The ether was believed to have real effects; namely all of electromagnetism and confirmation of Maxwell’s equations was taken as confirmation of the ether hypothesis. And then the ether went away. The same argument could be made for caloric. The Carnot principle was taken as evidence for the existence of caloric. There is no logical positivist criteria for saying something is real.
Your description of the many worlds hypothesis is terribly flawed, to the point of being a straw man. Many worlds does not postulate entirely new universes “popping into existence” every time a “measurement” is made. It takes the wave function as having physical existence, so the single universe contains many, seemingly separate versions of the world that come about as interacting wavefunctions decohere.
I am not convinced that many worlds is entirely correct, but it certainly seems closer to being correct than an arbitrary postulation of wavefunction collapse.
“seemingly separate versions of the world that COME ABOUT as interacting wavefunctions decohere.” The COME ABOUT seems remarkably similar to popping into existence.
But, however you slice and dice it, the many-worlds interpretation has many worlds for which there is no real evidence. They are postulated to make people’s classical intuition happy. I see many-worlds and physically collapsing wave-function as both flawed. As I said, wave functions are a property of the observer-quantum system and not the quantum system by itself. If you accept the correspondence principle this is forced by the properties of classical probabilities.
I would also ask the question: Is there any empirical test that would separate many-worlds from wave function collapse? It basically comes down to opinion which is not very interesting. The only reason I discussed the interpretation of quantum mechanics is that it fits in with the idea of instrumentalism discussed in the previous post.
If people want to believe in many-worlds that is fine by me just realize it is metaphysics not science.
The phrase “pop into existence” implies that it did not exist before. This is not the case in many worlds; nothing new is ever required to “pop into existence.” The appearance of many separate worlds is due to the time evolution of interacting wave functions, as different superpositioned states decohere and cease to interfere with each other.
I would like to know where you are finding all of these people whose classical intuition selects many worlds over wavefunction collapse. Wavefunction collapse was invented to maintain the classical “truth” that a measurement has one result. It has a whole host of mathematically and physically ugly features, including being non-local and non-unitary.
There is experimental evidence that decoherence occurs; it is an established phenomenon. The existence of decoherence, which gives the appearance of wavefunction collapse, makes the postulation of an actual collapse unnecessary. It’s just not parsimonious. The Copenhagen interpretation, to paraphrase Occam, multiplies entities beyond necessity. Occam’s Razor has been put in mathematically rigorous form (minimum message length, and more broadly Kolmogorov complexity), so it does not in fact come down to mere opinion.

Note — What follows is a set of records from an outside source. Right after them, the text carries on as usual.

PR #2372, opened 2026-08-21
Make the ASCII column type names translatable

capCafu:
Follow-up to #2365. That one made the strings in `AsciiOpenDlg.cpp` translatable but missed the ones people look at most: the column type names ("coord. X", "Scalar", and so on) that fill the combo box under every column of the preview table. They also get pasted into the `'%1' defined at least twice!` message, so that message was translated while the name inside it stayed in English.

They're a `const char[][20]` array in the header, so lupdate needs `QT_TRANSLATE_NOOP` on the declaration, plus a lookup where they're used.

Notes:
- `QT_TRANSLATE_NOOP` just expands to the literal, so the array keeps its type and size.
- I pinned the context to `AsciiOpenDlg` so it matches the `tr()` calls and stays with the rest of the dialog.
- With no translation available the labels read exactly as before.

Built on Ubuntu 24.04 with GCC 15.3 and Qt 6.9.3, no new warnings. lupdate now picks the labels up in the `AsciiOpenDlg` context (9 -> 33 messages for libs/qCC_io), and with a small .qm translating two of them the combo boxes show the translated text while the rest stay English. Not built on Windows or macOS.

### DIFF
--- a/libs/qCC_io/include/AsciiOpenDlg.h
+++ b/libs/qCC_io/include/AsciiOpenDlg.h
@@ -22,6 +22,7 @@
 #include "qCC_io.h"
 
 // Qt
+#include <QCoreApplication>
 #include <QDialog>
 #include <QString>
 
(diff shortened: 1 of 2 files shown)


dgirardeau (approved):
Nice catch

Issue #2358, opened 2026-08-04
SOR progress remains at 0% and CloudCompare becomes unresponsive during processing


pointknown:
Hi,

First, thank you to everyone who develops and maintains CloudCompare. We use it regularly in our existing-conditions and point-cloud workflow, and it is an extremely valuable tool.

I am using CloudCompare 2.14 beta on Windows 11 and noticed some behavior during the SOR filter that I wanted to report. I am not sure whether this is expected behavior, a regression, or an issue specific to my installation.

When I run SOR on a large cloud, the progress indicator remains at 0% for the entire calculation. The CloudCompare window then becomes gray, and Windows displays “Not Responding.”

The filter eventually completes successfully, and CloudCompare becomes responsive again. However, there is no visible indication of progress while it is running, so it is difficult to tell whether the calculation is continuing or whether the application has actually frozen.

I also normally work with several clouds from the same project loaded at once. My usual workflow would be to let SOR process one cloud in the background while reviewing, cropping, or working on another cloud. When I try to interact with another cloud during SOR processing, the entire CloudCompare interface becomes unresponsive, so no other work can be performed in that session until SOR finishes.

Test information:

- CloudCompare 2.14 beta, Windows 64-bit build dated July 22, 2026
- Windows 11
- Approximately 96 million points in the cloud
- Several clouds loaded in the same session
- CloudCompare used approximately 16% total CPU and 17 GB of memory during the calculation
- Overall workstation CPU and memory usage remained relatively low
- SOR completed successfully despite remaining at 0% and showing “Not Responding”

Would it be possible for the SOR progress indicator to update during processing and for the interface to remain responsive enough to display progress or allow cancellation?

It would also be very helpful if lengthy filters could run in the background while the user works with other loaded clouds. I understand that this may be a feature request rather than a bug.

I can provide screenshots or additional system information if useful.

Thank you.

dgirardeau:
Yes, sadly it seems the GUI doesn't have the time to refresh itself during the computation...

In the latest version (online today) I have added the option to set the number of threads used for the computation. It definitely helps to make Windows and the other applications running in parallel to CC more responsive. But it doesn't seem to make CC's progress bar more responsive. I'll try to think about something, but for now nothing obvious come to mind...

capCafu:
Had a look at this one. I don't think the progress bar is the problem. The value gets updated fine. The GUI just never gets a chance to redraw.

[...]

PR #2375, opened 2026-08-25
Run the SOR filter in a worker thread to keep the GUI responsive (#2358)

capCafu:
Addresses #2358, carrying on from the discussion there.

`ccBackgroundTask::Run()` takes a function, runs it on a worker thread, and spins a local event loop until it comes back. The call only returns once the function is done, so callers don't need rewriting. I put it in CCPluginAPI as its own header rather than in `ccQtHelpers.h`, so nothing that already includes that picks up a QtConcurrent dependency it didn't have.

The new file uses the `COPYRIGHT: CloudCompare project` banner, the same one `ccArgumentParser.h` has, rather than the older EDF R&D / TELECOM ParisTech one that most of the files in that folder still carry. Let me know if you'd rather it matched the neighbours instead.

The SOR call site ends up like this:

```cpp
CCCoreLib::ReferenceCloud* selection = ccBackgroundTask::Run(
    [&]()
    {
	    return CCCoreLib::CloudSamplingTools::sorFilter(cloud, s_sorFilterKnn, s_sorFilterNSigma,
	                                                    cloud->getOctree().data(), &pDlg, s_maxThreadCount);
    });
```

I had to touch `ccProgressDialog` as well. Algorithms call `start()` and `stop()` on the callback, and once the work happens on a worker thread those calls arrive there too, so `show()` and `hide()` were being called from the wrong thread. Qt complains about it ("Timers cannot be stopped from another thread"). They now hop over to the GUI thread the same way `update()` already did.

To see whether the event loop really keeps running, I put a timer on the GUI thread during a SOR over 3M points and counted the ticks:

| | heartbeats | took | points kept |
| --- | --- | --- | --- |
| before | 1 of a possible 19 | 973 ms | 2525966 |
| after | 19 of 19 | 960 ms | 2525966 |

Same output, same time.

I also tried it in the GUI on a 6M point cloud, and two things came up.

The bar now visibly resets once partway through. That's just the octree being built first and then the filter itself, two phases that each go from 0 to 100. It always did that, you simply couldn't see it before because the bar never moved.

There's also still a short freeze right at the end. That one is `cloud->partialClone(selection)` copying the surviving points, which runs after the call above and is still on the GUI thread. It has no progress callback so I left it alone, but it could go through the same helper if you'd rather the whole action stayed responsive.

Two things I'd like your view on.

The rest of the app is live now while SOR runs. That's the whole point, but it does mean someone could start something else halfway through. The progress dialog goes out of its way not to take focus (`WA_ShowWithoutActivating`), so making it modal felt like something to ask about rather than just do.

And I only did SOR here, like you suggested. The noise filter, C2C distances and M3C2 would suit the same thing, and the hand written wait loops in qPoissonRecon, qRANSAC_SD, qMeshBoolean, qCork and qPCL could fold into it as well. Happy to do those as follow ups once you're happy with how this looks.

### DIFF
--- a/libs/CCPluginAPI/include/CMakeLists.txt
+++ b/libs/CCPluginAPI/include/CMakeLists.txt
@@ -3,6 +3,7 @@ target_sources( ${PROJECT_NAME}
 	PRIVATE
 		${CMAKE_CURRENT_LIST_DIR}/CCPluginAPI.h
 		${CMAKE_CURRENT_LIST_DIR}/ccArgumentParser.h
+		${CMAKE_CURRENT_LIST_DIR}/ccBackgroundTask.h
 		${CMAKE_CURRENT_LIST_DIR}/ccColorScaleSelector.h
 		${CMAKE_CURRENT_LIST_DIR}/ccColorScaleEditorDlg.h
 		${CMAKE_CURRENT_LIST_DIR}/ccColorScaleEditorWidget.h
--- a/libs/CCPluginAPI/include/ccBackgroundTask.h
+++ b/libs/CCPluginAPI/include/ccBackgroundTask.h
@@ -1,0 +1,70 @@
+#pragma once
+// ##########################################################################
+// #                                                                        #
+// #                            CLOUDCOMPARE                                #
+// #                                                                        #
+// #  This program is free software; you can redistribute it and/or modify  #
+// #  it under the terms of the GNU General Public License as published by  #
+// #  the Free Software Foundation; version 2 of the License.               #
+// #                                                                        #
+// #  This program is distributed in the hope that it will be useful,       #
+// #  but WITHOUT ANY WARRANTY; without even the implied warranty of        #
+// #  MERCHANTABILITY or FITNESS FOR A PARTICULAR PURPOSE.  See the         #
+// #  GNU General Public License for more details.                          #
+// #                                                                        #
+// #                   COPYRIGHT: CloudCompare project                      #
+// #                                                                        #
+// ##########################################################################
+
+// Qt
+#include <QEventLoop>
+#include <QFutureWatcher>
+#include <QtConcurrentRun>
+
+// System
+#include <type_traits>
+#include <utility>
+
+//! Helper to run a long computation without freezing the GUI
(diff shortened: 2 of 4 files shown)


dgirardeau (dismissed):

dgirardeau:
This looks excellent. I'll try to quickly test it first on Windows before merging though.

However I guess you can expand it to other methods if you feel like it.

capCafu:
Thanks. I'll focus on the noise filter and C2C distances next.

dgirardeau:
So on Windows (Visual Studio, debug mode) I get this assertion:
image

I'll investigate.

dgirardeau:
Ok it was simple, basically all methods of ccProgressDialog should use a deferred signal when called outside of the main thread. I'll let you check on your side that things still work.

capCafu:
Ran into two things with that on Linux. Dragging a file in gives no progress bar at all, and Compute Normals just sits at 0%. Anything still running on the main thread, basically.

The main thread branch in `update()` is inside `#if defined(CC_WINDOWS)`, so on Linux everything goes down the deferred path, and the `processEvents()` that used to sit after the `singleShot` isn't there any more. The main thread is busy in the computation, so the queued refresh never gets a chance to run.

That bit is my fault. I called that `processEvents()` dead code in the issue, which is only true when a worker thread calls it. On the main thread it was the thing making the dialog repaint.

`setInfo()` lost its `setLabelText()` on the main thread branch too, so the text went as well.

I've pushed a commit that makes the main thread branch unconditional and puts `processEvents()` back into it, keeping your deferred path for the worker case. Reading the dialog back from both threads:

```
before:  main   label=''           bar=-1
after:   main   label='INFO_MAIN'  bar=80
```

The worker side was fine either way. SOR, the noise filter and C2C all still behave here.

dgirardeau:
Ok, makes sense. Thanks for the fixes.

I'll see if I can remove this Sleep(1) on Windows, might be a legacy thing.

dgirardeau (approved):

dgirardeau:
Thanks for the support, the result is great!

Again, it is not clear to me that the specific description of many worlds is the best way to think about quantum mechanics; but it is certainly better than actual wavefunction collapse.
The collapse of the probability occurs with measurements in either classical or quantum systems. In quantum systems it implies the collapse of the wave function.Decoherence is independent of wave function collapse. Even if the state has decohered it is still necessary to determine which of the decohered state the system is in. So the many worlds interpretation does not eliminate the need for wave function collapse or equivalently determining which world we are in.
Decoherence is just the statement that contributions to a measurement are added incoherently if an additional measurement can separate the contributions.